Estas y otras muchas preguntas se las hacían los padres de Jordi, de seis años de edad, cuando, sorprendidos, observaron unas conductas que su hijo no había tenido antes. Las conductas se prolongaban y aparecían otras, repetitivas, y a menudo molestas para el entorno.

Los padres, ya hartos de estos movimientos y ruiditos, finalmente reaccionan de una manera contundente: "¡Quieres hacer el favor de parar estos movimientos y este hipo! Si no paras, te quedarás sin ver los dibujos hasta la semana que viene". Y Jordi ya no pudo más y estalló: "¡Es que no puedo! ¡Es que lo hago sin querer! ¿Por qué me castigáis si no puedo evitar esto que tanto os molesta?"

Esta situación se reproducía quizás con más virulencia en la escuela: Jordi era regañado, castigado e incluso alguna vez expulsado a raíz de su extraña conducta. Maestros y educadores acabaron pensando que era un niño indisciplinado, maleducado, consentido... La causa eran, pues, los padres, particularmente la madre, que no había sabido poner límites a la conducta molesta de su hijo. La confrontación con la familia estaba servida. En no pocos casos el cambio de escuela era la única salida que quedaba a los padres porque no sabían explicar el motivo de la conducta de su hijo. Pero la historia se repetía, porque ni padres ni educadores tenían la más mínima idea del motivo de esa conducta que llamaba tanto la atención.

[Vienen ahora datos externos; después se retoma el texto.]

PR #899, opened 2017-06-29
Skipchain goroutines

ineiti:
The skipchains to asynchronous updating of the forward-links and propagation of the new blocks. This is handy and good for performance (you don't have to wait for all forward-signatures and propagation before being able to go on), but in the tests it's a nuisance, as the go-routines are still active.

This patch adds a counter to the skipchain-service, so that we can test if it's done propagating.


nikkolasg:
In `messaging/propagate.go`:
>  PropagationFunc starts the propagation protocol and blocks until
 all children stored the new value or the timeout has been reached.
 The return value is the number of nodes that acknowledged having
 stored the new value or an error if the protocol couldn't start.

But then in this PR, you do:
```go
s.propagatingMutex.Lock()
s.propagating++
replies, err := s.propagate(roster, &PropagateSkipBlocks{blocks}, propagateTimeout)
s.propagating--
s.propagatingMutex.Unlock()
```
Since the `s.propagate` is supposed to be blocking, I don't see the point of doing all of this. Why is propagate not blocking ? i.e. is it already running in a go routine ? 

Moreover, I'm not sure about the approach of `lock, increment, doStuff, decrement, unlock`: it's essentially doing nothing since it holds the lock all the time the propagate function is running. The `IsPropagating` is supposed to always return 0 since you always decrement before releasing the mutex...

Enlighten me please ;)

ineiti:
the `Service.startPropagation` is called in `Service.forwardSignature`. The latter is a `ProcessorFunc` and as such it is called in a go-routine.

What is questionable is the locking over the whole `s.propagate`, as it makes the `s.propagation`-variable `0` or `1`. So I could simply remove the counter, and rename `IsPropagating` to `WaitPropagationDone` which would try to take the mutex and block if it is propagating. But I'm not sure it will behave in a useful way, as there might be multiple forward-signing requests waiting, and then one node might think it's done, but then get another request. So my `waitPropagationFinished`-function will not be able to restart checking all nodes in case one was waiting.

So probably this would be more correct, but it looks even worse:

```
s.propagatingMutex.Lock()
s.propagating++
s.propagatingMutex.Unlock()
replies, err := s.propagate(roster, &PropagateSkipBlocks{blocks}, propagateTimeout)
s.propagatingMutex.Lock()
s.propagating--
s.propagatingMutex.Unlock()
```

Oh, the joys of distributed multi-threaded programming.

ineiti:
Where is travis?

nikkolasg:
Ok I now understand better. So from what I gather, the only problem here is we have no guarantee about the finished execution of `service.forwardSignature`. Is there not a blocking call when calling `forwardSignature` on the client that returns only when all blocks are propagated ?

Anyway, it makes more sense with the `unlocking` in the middle now.

ineiti:
it's here:

```
			if err := s.SendRaw(back.Roster.RandomServerIdentity(),
				&ForwardSignature{i + 1, prev.Hash, prop,
					prev.GetForward(0)}); err != nil {
				// This is not a critical failure - we have at least
				// one forward-link
				log.Error("Couldn't get old block to sign")
			} else {
				changed = append(changed, back)
			}
```

So no blocking call.

nikkolasg:
Travis is not there due to the playground stuff in makefile no ?

ineiti:
the `make test_playground` is for easier testing of part of the repo - instead of doing format-checking, lint-checking and testing the whole repo, it loops 10 times over one part - here the skipchain-tests. This is one of the old travis-hacks we used some time ago - remember those spurious network-errors? Well, `test_playground` was there to help ;)

I think Travis was overloaded. Even though the travis-status did not show anything. But all commits are checked now by Travis.

Travis points now to `make test` again, and I fixed the merge-error.

PR #902, opened 2017-07-11
Skipchain search

ineiti:
Sometimes we need to be able to search by the index of the block. This is a linear implementation.

### DIFF
--- a/skipchain/api.go
+++ b/skipchain/api.go
@@ -165,3 +165,12 @@ func (c *Client) GetSingleBlock(roster *onet.Roster, id SkipBlockID) (reply *Ski
 		&GetSingleBlock{id}, reply)
 	return
 }
+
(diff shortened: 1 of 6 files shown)


skipchain/api.go
```diff
@@ -165,3 +165,12 @@ func (c *Client) GetSingleBlock(roster *onet.Roster, id SkipBlockID) (reply *Ski
 		&GetSingleBlock{id}, reply)
 	return
 }
+
+// GetSingleBlockByIndex searches for a block with the given index following the genesis-block.
```
nikkolasg: what is the index of a block ? I thought we referenced blocks by their hash.

ineiti: It's what is called the `height` in bitcoin - the number of the block.

nikkolasg: So a block can be referenced by its number (increasing id ?) in the chain AND/OR by its hash ?

PR #1232, opened 2018-05-02
Add a cache to reduce the load on people.epfl.ch

jeffallen:
Also increases the UI performance.


ineiti:
Can you tell me why you didn't take a map here?

PR #1236, opened 2018-05-08
Fixed Jenkins

### LINKED ISSUE #1202: Make Jenkins work
Jenkins is _mostly_ working, but some of the tests, specifically the `cothority/cosi/test.sh` fail due to bad setup. Find those tests and fix them...

For `cosi/test.sh`, 1st step is to replace calls to `setupServers` with calls to `runCoBG`.

ValentinMoullet:
Changed the way of setting up the servers in `cosi`, using `runCoBG` from `conode`

With the changes done in dedis/onet#422, Jenkins seems to now be fixed.

Fixes #1202

### DIFF
--- a/conode/test.sh
+++ b/conode/test.sh
@@ -1,6 +1,6 @@
 #!/usr/bin/env bash
 
-DBG_TEST=2
+DBG_TEST=1
 
 . "$(go env GOPATH)/src/github.com/dedis/onet/app/libtest.sh"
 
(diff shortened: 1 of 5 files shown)


ineiti:
The error you still see in Jenkins is due to the fact that in https://github.com/dedis/cothority/blob/master/scmgr/test.sh#L218 the `pkill -n conode` does not always kill the latest conode, because they are started in the background at https://github.com/dedis/onet/blob/master/app/libtest.sh#L261 and I guess that some of the earlier conodes take longer to start than the latest conode. So it should not be `pkill -n`, but `pkill -f 'conode.*co4'` or something similar.

PR #1237, opened 2018-05-08
Update the cisc data list display

Claudio5:
When using cisc data list -p. It now shows in addition to the proposed data who and how many people voted for the new proposed data.


ineiti:
Looks good ;) One thing that you should do (supposing the dedis/cothority remote is called `upstream`):
```
git fetch upstream
git rebase upstream/origin
git push --force
```
Then there will not be all these commits, but only one commit...

Claudio5:
Rebase done :)

PR #1246, opened 2018-05-15
syncChain must also update forward links to new blocks it finds

### LINKED ISSUE #1244: syncChain does not refresh forward links
Imainge that a node has blocks with indexes: 0 -> <- 1. It is asked to make a forward link to block 3. It calls syncChain to find block 2, and integrates it into it's DB. It now has:

 0 -> <- 1  <- 2

This issue is to fix that so that once 2 is fetched, the forward link on 1 will be also updated.

jeffallen:
Fixes #1244

### DIFF
--- a/skipchain/skipchain_test.go
+++ b/skipchain/skipchain_test.go
@@ -4,6 +4,7 @@ import (
 	"bytes"
 	"errors"
 	"fmt"
+	"io"
 	"strconv"
 	"sync"
 	"testing"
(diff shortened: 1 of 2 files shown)


skipchain/skipchain_test.go
```diff
@@ -1130,3 +1131,98 @@ func TestRosterAddCausesSync(t *testing.T) {
...
+	})
+	if err != nil {
+		t.Fatal(err)
+	}
+
+	// See if 4's view of block 0 has the forward link it should have to
+	// block 1.
+
+	s4 := local.Services[servers[4].ServerIdentity.ID][skipchainSID].(*Service)
+	//leader.dumpChain("leader", genId, os.Stdout)
```
ineiti: To avoid commented commands, can you replace `fmt.Fprintf(out` in `dumpChain` with `log.Lvlf3`?

jeffallen:
This is back in WIP because on second thought, we need to be careful to follow back links of any new block we get, not just the ones directly from syncChain's first call to getBlocks.

jeffallen:
@ineiti has a better fix for this in the works.

PR #1248, opened 2018-05-16
Add support for Safari 10 on CothorityJS

yvgny:
Cothorithy JS suffers from a bug on Safari 10 where the variable scoping is not correctly handled, thus preventing the module from being loaded (see here for more informations : https://github.com/mishoo/UglifyJS2/issues/1753). These flags allow Uglify JS to handle Safari 10 by correctly mangling the file according to this bug.

### DIFF
--- a/external/js/cothority/webpack.config.js
+++ b/external/js/cothority/webpack.config.js
@@ -26,7 +26,15 @@ const nodeConfig = {
     ]
   },
   externals: [nodeExternals()],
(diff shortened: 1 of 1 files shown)


ineiti:
Will this also solve the `kyber-js` problem we have on nativescript/iOS?

yvgny:
Yes in fact the problem came from one of the @dedis scoped package and I thought it was KyberJS but it was CothorityJS ;-)

PR #1253, opened 2018-05-18
Cothority-js should not bury error strings

jeffallen:
When the retry 3 times code was added, it had the side effect of
hiding the true reason for the error. Expose the last known
error message again.


external/js/cothority/lib/net/net.js
```diff
@@ -177,6 +177,7 @@ class LeaderSocket {
     // maximum 3 times and returns on the first successful attempt
     const that = this;
     const fn = co.wrap(function*() {
+      var lastErr
```
gnarula: Please prefer `let` over `var` Ref: https://www.typescriptlang.org/docs/handbook/variable-declarations.html

PR #1259, opened 2018-05-24
Defer higher-level forwardlinks

### LINKED ISSUE #1096: Skipchain forwardlinks
The forward-links in the skipchain-service are created in two steps:
1. create forward-link from current latest skipblock to new proposed one
  - runs all verification functions
  - is crucial to life of skipchain
2. asks all cothorities (rosters) from backlinked blocks to sign a new forward-link
  - only verifies forward-link from 1.
  - if it fails it only means that there is a slow-down when wanting to catch up

In the current implementation, in `StoreSkipBlock`, both 1. and 2. are done on the same node, which is not possible if there was a roster-change in between.

Needed action: add a call from `StoreSkipBlock` to the leader of the backlinked block to create the forward-link.

ineiti:
Closes #1096 

Instead of creating higher-level forwardlinks and waiting on the creation of them, this PR defers this creation, which also allows to create these forwardlinks on a roster where the current node is not present.

### DIFF
--- a/skipchain/skipchain.go
+++ b/skipchain/skipchain.go
@@ -80,8 +80,8 @@ func (cl *chainLocker) lock(chain SkipBlockID) {
 		cl.chains = make(map[string]*sync.Mutex)
 	}
 
+	cl.locks++
 	if l, ok := cl.chains[string(chain)]; ok {
-		cl.locks++
 		cl.Unlock()
 		l.Lock()
 		return
@@ -207,7 +207,7 @@ func (s *Service) StoreSkipBlock(psbd *StoreSkipBlock) (*StoreSkipBlockReply, er
 	} else {
 
 		// We're appending a block to an existing chain.
-		log.Lvlf2("Adding block with roster %+v to %x",
+		log.Lvlf2("Preparing to add block with roster %+v to %x",
 			psbd.NewBlock.Roster.List, psbd.TargetSkipChainID)
 
 		// Check if we really want to take this block with regard to our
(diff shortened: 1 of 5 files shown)


skipchain/skipchain.go
```diff
@@ -343,16 +343,12 @@ func (s *Service) StoreSkipBlock(psbd *StoreSkipBlock) (*StoreSkipBlockReply, er
...
-					TargetHeight: i + 1,
-					Previous:     back.Hash,
-					Newest:       prop,
-				}); err != nil {
-				// This is not a critical failure - we have at least
-				// one forward-link
-				log.Lvl1("Couldn't get old block to sign: " + err.Error())
-			}
+			// Requesting creation of secondary forward link.
+			s.SendRaw(back.Roster.List[0], &ForwardSignature{
```
jeffallen: So this is a "fire and forget" operation, right? No feedback if it fails? Do we have a test that shows what happens if the leader is down and misses adding a forward signature?

skipchain/skipchain_test.go
```diff
@@ -1104,29 +1109,25 @@ func TestRosterAddCausesSync(t *testing.T) {
 	log.Lvl1("Add last server into roster")
 	newBlock := &SkipBlock{
 		SkipBlockFix: &SkipBlockFix{
-			MaximumHeight: 2,
```
jeffallen: Removing maxheight/baseheight here is just cleanup, right? Because they are set for "real" when creating the genesis block above?

When I was creating this test, I found that it was really fragile with respect to the config (max X base). We should wrap this in a loop that tries several different max/base configs.

skipchain/struct.go
```diff
@@ -887,7 +887,11 @@ func (db *SkipBlockDB) getFromTx(tx *bolt.Tx, sbID SkipBlockID) (*SkipBlock, err
 		return nil, nil
 	}
 
-	_, sbMsg, err := network.Unmarshal(val, cothority.Suite)
+	// For some reason boltdb changes the val before Unmarshal finishes. When
```
jeffallen: This is really important, and I just spent some time on it yesterday in OmniLedger as well. I wonder if we should put a wrapper on tx.Bucket.Get so that by default we always get a new copy. Gross, wasteful, but safe.

skipchain/skipchain.go
ineiti: It's "fire and forget", because the secondary forward-links are only needed to traverse faster.
Now that I think of it, I need to add something to correctly add forward-links if previous ones failed :( R4M -> WIP...

skipchain/skipchain_test.go
ineiti: There are some tests that create blocks with different base/max-heights, but not with failing nodes. I will have to do that because of the comment I made above with forward-links where lower-level forward-links are missing.

skipchain/struct.go
ineiti: A wrapper sounds good to me. It is a memory copy, and we do much worse (more time consuming) things with it after that, so I think copying everything from `Bucket.Get` should not slow us down a lot.

skipchain/skipchain_test.go
ineiti: Added a test for a failing leader when creating secondary forward-links. Now we can have empty forward-links - check out with `ForwardLink.IsEmpty()`. If they were `nil`, protobuf removed them from the slice :(

skipchain/struct.go
ineiti: Opened #1269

Finalmente los padres decidieron buscar ayuda en una pediatra. Le explicaron qué pasaba con su hijo y la doctora le quitó importancia. "Ya se le pasará. Estas cosas pasan en el periodo de crecimiento. No le deis más importancia". Como esta conducta no remitía, probaron una visita a una psicóloga. La respuesta fue peor: "Esta conducta se debe al hecho de que usted, su madre, no prestó suficiente atención a su hijo, de forma que ahora hace estos movimientos y vocalizaciones persistentes para que esté por él". Evidentemente, la madre se sintió muy mal, con una sensación de culpabilidad que, con todo, pronto se quitó de encima porque ella sabía que había prestado atención emocional a Jordi cuando la necesitaba, no lo había dejado de lado.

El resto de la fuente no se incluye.